PR #7727, opened 2025-07-09
test: Add length assertions to array concat tests

jtran:
Follow-up to #7715.


nadr0 (approved):
Thanks for coming back and adding the length tests. Gives us peace of mind that it is doing what it should. 

The tests are fully testing the length and each element which is correct.

You did mention in another PR they it maybe worth having a built in assert for array comparisons, that is a future implementation.

PR #7746, opened 2025-07-10
Switch to the Namespace-provided Linux runners

jacebrowning:


pierremtb (approved):

pierremtb:
@jacebrowning Wanna do build-apps too while we're at it?

.github/workflows/kcl-python-bindings.yml
```diff
@@ -57,7 +57,7 @@ jobs:
           path: rust/kcl-python-bindings/dist
   windows:
     name: kcl-python-bindings (windows)
-    runs-on: windows-16-cores
+    runs-on: namespace-profile-windows-8-cores
```
jacebrowning, line 60: I really doubt we need 16 cores for this.

scripts/url-checker.sh
```diff
@@ -53,4 +53,4 @@ while read line; do
         problematic+="$status\t$line\n"
     fi
 done < <(echo "$uniqued")
-echo -e $problematic | column -t
+echo -e $problematic
```
jacebrowning, line 56: `column` is not preinstalled on the Namespace images. Removing this seems to produce the same output.

jacebrowning:
@pierremtb want to double-check my CPU allocations before I merge? The TODOs will be for another day.

PR #7747, opened 2025-07-10
Add extrude method to point-and-click

benjamaan476:
Added the new extrude method to the point-and-click flow, make sure it is populated in the feature tree and add a new test


src/lib/commandBarConfigs/modelingCommandConfig.ts
```diff
@@ -434,6 +435,14 @@ export const modelingMachineCommandConfig: StateMachineCommandSetConfig<
...
         required: false,
       },
+      method: {
+        inputType: 'options',
+        required: false,
+        options: [
+          { name: 'New', value: 'NEW' },
+          { name: 'Merge', value: 'MERGE' },
+        ],
+      },
```
pierremtb, line 445: Note to self: need to find a way to derive these enum-like values from KCL into here

PR #7753, opened 2025-07-10
KCL: Sketches should track their inner edges

adamchalmers:
Consider cutting a triangle out of another triangle, using subtract2d. The resulting sketch should have 6 path segments: 3 on the outside, and 3 on the inside (which resulted from the subtract2d).

Currently, sketches only track the 3 outer edges. They should track the inner ones too.


rust/kcl-lib/src/parsing/ast/types/mod.rs
```diff
@@ -2432,6 +2432,12 @@ pub struct TagDeclarator {
 
 pub type TagNode = Node<TagDeclarator>;
 
+impl std::fmt::Display for TagNode {
```
adamchalmers, line 2435: Just useful for debugging

jtran (approved):

PR #8833, opened 2025-11-07
fix: match on project name with seperators to prevent false matches

### LINKED ISSUE #8330: Unexpected project creation on TTC Edit in a new project 'a'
▬▬▬▬▬▬
* _Work order_: Starting at the first line of the entries above, please extract each line up to and including the line with "Thanks for coming", unchanged, and add nothing.

* _Task result_:
PR #7727, opened 2025-07-09
test: Add length assertions to array concat tests

jtran:
Follow-up to #7715.


nadr0 (approved):
Thanks for coming back and adding the length tests. Gives us peace of mind that it is doing what it should. 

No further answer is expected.